An Empirical Study of Collective Behaviors and Social Dynamics in Large Language Model Agents
A year-long simulation of 32K AI agents on a social platform reveals amplified biases and novel toxicity patterns.
Researchers from Cornell University, Farnoosh Hashemi and Michael W. Macy, have published a groundbreaking empirical study on the social dynamics of Large Language Model (LLM) agents. The paper, accepted at EACL 2026, investigates whether repeated interactions among AI agents amplify biases or lead to exclusionary behaviors, a critical question as LLMs increasingly mediate human social and political spaces. To explore this, the team created a simulated LLM-driven social media platform, analyzing a massive dataset of 7 million posts and interactions among 32,000 AI agents, dubbed 'Chirpers,' over a full year.
The study yielded two major findings with significant implications for AI safety and alignment. First, the LLM agents exhibited fundamental human-like social phenomena, including homophily (bonding with similar agents) and social influence. However, their patterns of toxic language generation showed distinct structural differences from human behavior, suggesting AI systems may develop novel, unpredictable forms of harmful interaction. In response, the researchers developed and presented Chain of Social Thought (CoST), a simple yet effective prompting method designed to remind LLM agents to avoid harmful posting, offering a practical tool for mitigating these emergent risks in multi-agent AI systems.
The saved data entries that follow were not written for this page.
PR #607, opened 2017-04-26
Fix Markdown of links in README

ejona86:
```
The []() and [][] styles of linking can't be separated by spaces/newline
on GitHub. I kept the []()-style for short URLs, but for long URLs that
caused line-wrapping issues I swapped to the [][] to make the text more
readable.
```

### DIFF
--- a/README.md
+++ b/README.md
@@ -29,23 +29,27 @@ its type int is not compatible with its collection's type argument Short
 
 Our documentation is at [errorprone.info](http://errorprone.info).
 
-Error Prone works with [Bazel](http://bazel.io), [Maven]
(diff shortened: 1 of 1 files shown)


ejona86:
:-/ It seems  https://github.com/google/error-prone/wiki/For-Developers and https://github.com/google/error-prone/wiki/Writing-a-check are also broken and could use fixing.

https://github.com/google/error-prone/wiki/Writing-a-check also accidentally uses ````java (instead of ```java; 3 vs 4) prevents it from "closing" the code literal.

nglorioso:
Thanks for the pointers! I've cleaned up the referenced pages.

PR #635, opened 2017-05-29
Remove redundant calls to `String.format()`

jbduncan:
I found these redundant calls to `String.format()` using IntelliJ IDEA's "Inspect Code" feature. Hopefully the changes are rather self-explanatory, but if not then I'd be happy to explain them in detail.

Overall, I submit this PR in the hope that the error-prone team will find it worth merging. :)


jbduncan:
Thanks @eaftan! :+1:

- Simulated 32,000 LLM agents (Chirpers) on a social platform for a year, analyzing 7 million posts.
- Found AI agents exhibit human-like homophily but develop distinct, non-human structural patterns in toxic language.
- Proposed 'Chain of Social Thought' (CoST) as a prompting method to reduce harmful agent behaviors.
Why It Matters
As AI agents become social mediators, understanding and controlling their collective biases is crucial for safe deployment.